**Your goal**: Copy out each line below that has the word "like" in it.

**Dataset content**:

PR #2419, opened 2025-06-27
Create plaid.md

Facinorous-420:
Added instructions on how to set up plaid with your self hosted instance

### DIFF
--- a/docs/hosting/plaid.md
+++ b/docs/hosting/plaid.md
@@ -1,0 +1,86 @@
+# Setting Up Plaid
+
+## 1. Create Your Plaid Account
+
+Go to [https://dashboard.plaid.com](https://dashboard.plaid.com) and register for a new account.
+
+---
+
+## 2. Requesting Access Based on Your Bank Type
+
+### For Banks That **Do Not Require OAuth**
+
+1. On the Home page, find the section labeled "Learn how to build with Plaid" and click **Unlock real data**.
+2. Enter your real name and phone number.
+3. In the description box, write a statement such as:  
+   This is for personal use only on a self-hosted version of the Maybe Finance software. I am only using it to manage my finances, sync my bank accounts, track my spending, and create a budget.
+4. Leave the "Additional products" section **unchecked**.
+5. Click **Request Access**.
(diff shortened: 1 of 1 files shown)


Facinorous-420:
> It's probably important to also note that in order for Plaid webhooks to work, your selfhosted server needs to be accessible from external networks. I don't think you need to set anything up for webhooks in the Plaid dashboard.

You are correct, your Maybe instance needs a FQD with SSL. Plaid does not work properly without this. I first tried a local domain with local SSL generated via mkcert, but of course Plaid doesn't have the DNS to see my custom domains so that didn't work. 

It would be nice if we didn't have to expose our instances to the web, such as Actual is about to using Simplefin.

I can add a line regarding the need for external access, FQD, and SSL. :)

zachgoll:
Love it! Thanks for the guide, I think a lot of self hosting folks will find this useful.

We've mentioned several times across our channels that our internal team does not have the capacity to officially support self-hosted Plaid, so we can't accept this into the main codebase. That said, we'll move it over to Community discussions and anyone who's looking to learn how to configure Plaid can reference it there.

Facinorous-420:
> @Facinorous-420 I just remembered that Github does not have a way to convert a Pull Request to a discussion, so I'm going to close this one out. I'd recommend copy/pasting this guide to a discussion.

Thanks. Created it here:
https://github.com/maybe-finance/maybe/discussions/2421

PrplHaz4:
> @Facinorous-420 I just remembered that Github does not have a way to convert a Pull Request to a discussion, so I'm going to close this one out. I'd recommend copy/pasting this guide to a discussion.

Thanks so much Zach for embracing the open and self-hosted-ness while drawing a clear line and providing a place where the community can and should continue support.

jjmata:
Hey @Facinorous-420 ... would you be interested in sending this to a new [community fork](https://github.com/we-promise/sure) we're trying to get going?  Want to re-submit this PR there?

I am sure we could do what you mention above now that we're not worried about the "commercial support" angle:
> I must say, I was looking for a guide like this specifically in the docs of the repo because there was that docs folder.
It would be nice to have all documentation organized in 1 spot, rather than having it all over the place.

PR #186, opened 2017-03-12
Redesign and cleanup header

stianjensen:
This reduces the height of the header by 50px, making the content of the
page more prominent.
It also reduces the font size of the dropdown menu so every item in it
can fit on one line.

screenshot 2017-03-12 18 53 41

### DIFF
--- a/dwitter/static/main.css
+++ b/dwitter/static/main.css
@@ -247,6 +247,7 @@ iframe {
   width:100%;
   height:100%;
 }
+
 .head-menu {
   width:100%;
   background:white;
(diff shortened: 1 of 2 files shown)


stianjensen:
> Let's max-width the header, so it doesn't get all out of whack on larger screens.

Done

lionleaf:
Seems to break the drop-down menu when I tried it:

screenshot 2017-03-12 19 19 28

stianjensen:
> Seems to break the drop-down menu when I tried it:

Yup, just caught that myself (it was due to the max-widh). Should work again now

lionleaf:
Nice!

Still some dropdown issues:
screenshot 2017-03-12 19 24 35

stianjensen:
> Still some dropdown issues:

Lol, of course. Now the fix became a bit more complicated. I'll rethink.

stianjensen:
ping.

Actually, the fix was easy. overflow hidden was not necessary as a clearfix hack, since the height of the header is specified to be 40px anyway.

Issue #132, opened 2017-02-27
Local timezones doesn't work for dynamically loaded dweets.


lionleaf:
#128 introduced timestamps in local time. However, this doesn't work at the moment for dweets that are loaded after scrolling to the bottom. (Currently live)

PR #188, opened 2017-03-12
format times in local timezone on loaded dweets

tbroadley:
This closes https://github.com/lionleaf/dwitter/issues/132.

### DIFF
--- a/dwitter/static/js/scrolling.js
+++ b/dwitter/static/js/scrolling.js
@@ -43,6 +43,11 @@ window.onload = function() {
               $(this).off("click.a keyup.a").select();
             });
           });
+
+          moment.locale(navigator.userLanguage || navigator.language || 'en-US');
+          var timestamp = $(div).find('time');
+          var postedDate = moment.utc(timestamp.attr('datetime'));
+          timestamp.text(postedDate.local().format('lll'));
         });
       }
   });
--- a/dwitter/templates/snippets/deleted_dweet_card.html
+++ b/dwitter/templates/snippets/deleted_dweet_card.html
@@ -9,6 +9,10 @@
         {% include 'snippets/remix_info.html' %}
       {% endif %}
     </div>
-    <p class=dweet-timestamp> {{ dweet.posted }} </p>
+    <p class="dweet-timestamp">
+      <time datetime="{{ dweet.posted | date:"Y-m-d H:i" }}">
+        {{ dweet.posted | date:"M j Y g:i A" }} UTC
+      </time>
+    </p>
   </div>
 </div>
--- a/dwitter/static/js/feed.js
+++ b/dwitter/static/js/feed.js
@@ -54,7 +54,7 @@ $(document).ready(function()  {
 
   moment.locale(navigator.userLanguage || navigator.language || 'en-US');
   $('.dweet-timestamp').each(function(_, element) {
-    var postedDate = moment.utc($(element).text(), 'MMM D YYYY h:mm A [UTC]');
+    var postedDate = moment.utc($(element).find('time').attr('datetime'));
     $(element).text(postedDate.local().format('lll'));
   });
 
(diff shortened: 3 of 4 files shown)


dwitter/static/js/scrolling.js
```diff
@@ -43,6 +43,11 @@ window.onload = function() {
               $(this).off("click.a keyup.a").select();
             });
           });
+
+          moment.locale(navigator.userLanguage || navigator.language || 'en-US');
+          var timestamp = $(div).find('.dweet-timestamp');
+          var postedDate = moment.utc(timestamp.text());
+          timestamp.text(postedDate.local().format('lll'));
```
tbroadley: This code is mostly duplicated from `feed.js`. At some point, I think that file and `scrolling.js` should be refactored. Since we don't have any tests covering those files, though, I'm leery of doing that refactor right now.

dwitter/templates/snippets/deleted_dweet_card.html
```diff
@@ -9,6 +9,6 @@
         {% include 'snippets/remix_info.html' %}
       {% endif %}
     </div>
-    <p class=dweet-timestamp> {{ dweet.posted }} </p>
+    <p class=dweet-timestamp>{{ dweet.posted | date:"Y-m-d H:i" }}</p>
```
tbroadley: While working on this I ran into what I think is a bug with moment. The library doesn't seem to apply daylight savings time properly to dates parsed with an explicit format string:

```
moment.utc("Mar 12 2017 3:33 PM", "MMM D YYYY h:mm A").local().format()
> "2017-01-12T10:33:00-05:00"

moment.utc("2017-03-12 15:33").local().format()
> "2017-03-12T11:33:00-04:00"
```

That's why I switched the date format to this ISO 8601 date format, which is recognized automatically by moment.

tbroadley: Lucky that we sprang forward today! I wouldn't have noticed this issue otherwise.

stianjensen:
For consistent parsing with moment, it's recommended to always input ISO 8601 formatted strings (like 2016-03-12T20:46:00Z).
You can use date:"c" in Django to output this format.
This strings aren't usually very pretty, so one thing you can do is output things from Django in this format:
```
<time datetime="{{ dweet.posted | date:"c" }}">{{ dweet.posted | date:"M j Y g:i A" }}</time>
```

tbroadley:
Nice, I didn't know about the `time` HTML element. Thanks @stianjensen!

**Worked solution**:
> I must say, I was looking for a guide like this specifically in the docs of the repo because there was that docs folder.
For consistent parsing with moment, it's recommended to always input ISO 8601 formatted strings (like 2016-03-12T20:46:00Z).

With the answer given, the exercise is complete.